The real music industry is in the hands of those that do the music and always has been. Those who write the riffs after falling into altered states and offer us listeners altered states in return. It’s a happy coincidence that the Fourth Wave came in tandem with the rise of psychedelia and its decriminalization after fifty years of war-on-drugs suppression and bans on research. It was around 2011 that for the first time since Nixon, studies and research could be carried out with MDMA, ketamine, psilocybin, etc., and everyone I knew was tripping. Liquid light shows started to accompany most rock shows. Desert Daze was a three-day trip. Even Tao Lin published Trip in 2018, detailing his transition from pharmaceutical bardo into psychedelic healing, and there was a fleeting moment of optimism for the future and top-down catharsis — mentally, emotionally, spiritually — a la Terence McKenna. Like I said, fleeting. Now it just seems we’re stumbling in the malaise of a brown acid hangover.

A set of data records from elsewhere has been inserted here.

PR #2040, opened 2022-03-16
Test Suite: Enable Nullable Reference Types

NickCraver:
I want to enable NRTs on the main library, because in testing doing so I found a lot of interesting issues we _should_ have caught especially in result processors and unhandled cases. I figure the best way to do that is to first enable NRTs on our test suite to get the experience similar to what our users would when we shipped a NRT-enabled library version. Either we do or we don't, but having the tests NRT aware is a new win and let's us explore what that diff would look like.


NickCraver:
@philon-msft @mgravell This is *tests only*, so in further PRs we can get a feel for "how much would this suck". Either way, net win here and good to have this in `main` to have decent behavior discussions afterwards.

But no matter how cynical I get, I still fancy myself an optimist. Heaven is always just a blink away, whether it’s in politics or in music. If Echo Park Rising 2025 was any indication of what’s down the line, then maybe we’ll be seeing some good shows around Echo Park sooner than later. I got intel from someone on the ground it felt like the Burger Record days of old. It’s a shame that the problematic inner goings on at Burger Records might’ve tainted their entire catalog of artists, because it was Burger (along with Lolipop Records) that corralled all these bands and distributed it to the world via analog tape cassettes and some streaming- yet another beginning to the end.
related: Echo Park Rising (five pointed) Stars- Twin Temple
I write all of this to say that it wouldn’t have occurred to me write all of this if it weren’t for the recent nostalgia coming up in random conversations when I’m out at bars. “Yeah … it was a moment, wasn’t it?” as if recalling a forgotten dream. Now it’s a waking dream. And the Fourth Wave deserves to be immortalized by the mark it left in the sand.